Self-care has somehow become a highly divisive and touchy topic for many people. I was sitting in an office when I heard two women who began to argue about this. Being nosy I pretended to continue to read my book while listening to a pro/con debate amongst a topic that I actually discuss with most of my clients. I wanted to hear how both sides viewed this topic, because rarely do I have a female client who is pro self-care. Male clients usually have the interest of learning how to pursue it, or already are; while female clients truly struggle with this concept.
First let me define what the concept of self-care is for those who are new to the topic. Self-care is the act of taking care of yourself; in popular definition it has however become defined more as the act of taking care of yourself before others—and this is the topic I want to discuss.
I’m sure now the light bulbs are going off on why it is harder for females to grasp and accept this belief—it’s the moms. Non-moms and single women do not struggle near as much with this concept as the moms or women who have someone (usually a family member) that they care for. As much as people try to defy any given gender role or belief the stereotypes still exist because they are mostly true. Women are nurturers by nature more often than not. The “motherly instinct” comes out as naturally as breathing. The fun fact here for me is, when a male client struggles with self-care, it has been single fathers. That need to tend to your child overrides all egotistic self-interest. However the irony rest in the fact that if you don’t take care of yourself first—you can’t take care of anyone the way you want or that they deserve.
I like to compare it to the oxygen mask on airplanes. If you have ever taken an airplane ride you will be familiar with the concept, if you have not allow me to explain. Before takeoff the flight attendants give a speech on the safety rules and regulations. One of these rules are should something cause the oxygen mask to drop and you have a child or dependent with you, put your mask on first—if you do not you may not be able to put on theirs effectively killing you both. Now while this example is extreme it paints the shocking picture needed usually to make the client really hear the message.
When you decide to skip your session at the gym, ignore that hour of meditation, for-go the you time bath with a relaxing glass of wine, skip your eye appointment for theirs, or any activity that allows you to relax of take care of your health for the “sake” of your child or dependent you are doing them no favors. If you feel like you are, allow me to inform you that you are lying to yourself. Eventually continually avoiding out on these little here or there moments add up and the bill to pay for it will be large.
This concept is hard for many people to grasp as it is intangible, so allow me to provide you with a more tangible example of how small things add up. You buy a cup of that special mocha whipped coffee every day on the way to work, with tax it’s roughly $5 dollars. This is fine because it is a daily charge and you only do it on the weekdays for the most part. You work hard for your money and should be able to spend it on things like this. Now life hits, you have a HDHP (high deductible health plan) since they don’t take money out of your check and you like seeing more money in that bank account. Plus you can save that $100 dollar a month instead. Now you are in the hospital and owe your $1,500 deductible. Of course something happened each month and you would save that $100 you were supposed to next month. Remember that daily coffee? If you had made your own at home you would have paid for $1,300 dollars of this deductible ($5 dollars x 5 days a week x 52 weeks a year) now you only have to charge or pull from savings $200 which is easier. See how quickly something so little adds up? This exact principle adds to your health. Life inevitably happens. If you take care of yourself all along, you will be well prepared for the major event.

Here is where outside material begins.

PR #205, opened 2020-09-20
Remove blocked off integration endpoints

davfsa:
Looks like discord blocked off some integration endpoints to prevent bots from using them.

### Checklist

Most likely, you are wondering how this applies to not taking the best care of my kid. Well here is your answer. You decided you didn’t need to go the gym anymore so your kid can do both soccer and swim lessons, and you’re patting yourself on the back for being such a giving and good parent. After all you can do a Beach Body work out at home right? Well each day you are going to do it tomorrow—you’re too tired at first, then dinner needs to get made, then your little Johnny needs help with homework. To top it off you kept eating like you were going to the gym (it is habit by now). Then you get a call from your doctor a week after your yearly physical and find yourself at your doctors discussing the negative results. Your blood came back, your diabetic, have hypertension, and dangerously high cholesterol. The insulin you need isn’t covered by insurance and between that and the pills for cholesterol and hypertension you are looking at a new monthly payment equivalent to a small car. Guess what has to go—little Johnny’s soccer and swim lessons. So now instead of being able to participate and excel in just one activity he gets to participate in neither. Their social and leadership skills developed at such activities are no longer being acquired and worked on. The pride he feels at a win is no longer there; instead there is a resentment at you (as your scoffing go yeah right—keep in mind I am giving you a real life example—yup OH SHIT!)
A harsh lesson we all learn over and over is that life doesn’t pause the hard moments because we need it to. There is a reason we have the saying “when it rains it pours”. When you have a monsoon season, it helps to have stocked up little by little and it is easier to weather. So remember the next time you think you are being a rock star by not being “selfish” re-align your thinking. If you really want to be able to take care of others and provide the best possible, be a little “selfish” and participate in some self-care.